Cape Town - Granger Bay

Granger Bay - Cape Town

The small inlet in the foreground is what all the fuss is about.

Near the northern parking area of the V& A Waterfront is a small bay called Granger Bay. It has a small slipway which is leased by the Oceana Power Boat club to launch its boats. Since 1992 the Oceana Power Boat Club has allowed snoek fishermen to launch their fishing boats from their slipway. This particular slipway is one of two found along the western coastline of Table Bay, the other one being at Three Anchor Bay.

The Oceana Power Boat club have leased the slipway from the V& A Waterfront Holding company for 30 years and with their lease expiring have made many requests and petitions to the V & A and to Cape Town Authorities to renew it. All to no avail. The site has been earmarked for upmarket residential properties and once the lease runs out the contractors want to start work.

When this happens the club and the snoek fishermen will lose their only access point to the sea in Table Bay. As the V & A Waterfront is closed to fishermen they have no where else to go.

The slipway and harbour at Yzerfontein

The closest harbour to Cape Town catering for fishermen on the Atlantic coastline is Yzerfontein which is about 90 kilometres up the west coast.

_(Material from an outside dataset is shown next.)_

PR #50, opened 2020-04-12
Setup unit testing

SamLubbers:
Wrote tests for the first few components in `src/components/__tests__/components.spec.js `, as specified in the. I configured tests as specified by [vue-test-utils](https://vue-test-utils.vuejs.org/) and [Vuetify testing](https://vuetifyjs.com/en/getting-started/unit-testing/)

When there is a snoek run at Robben Island these fishermen will be expected to drive all the way to Yzerfontein to launch their boats and then have to run down the coast for about 60 kilometres in their boats before reaching the fishing grounds. Once they have their fish they will have to make the return trip with a fully laden boat to Yzerfontein. A trip that could take at least an hour and a half with a full boat.

The Granger Bay slipway is about a 15 minute run from Robben Island in good weather. Authorities in Cape Town have offered the snoek fishermen two alternative sites to launch from. One being the Three Anchor Bay slipway a short way north of the Granger Bay facility. It is totally inadequate as the ramp to the slipway is very narrow and the boats are too wide to fit through it. Secondly, the little bay is very rocky and heavy seas sometimes hammer it when the north winds blow.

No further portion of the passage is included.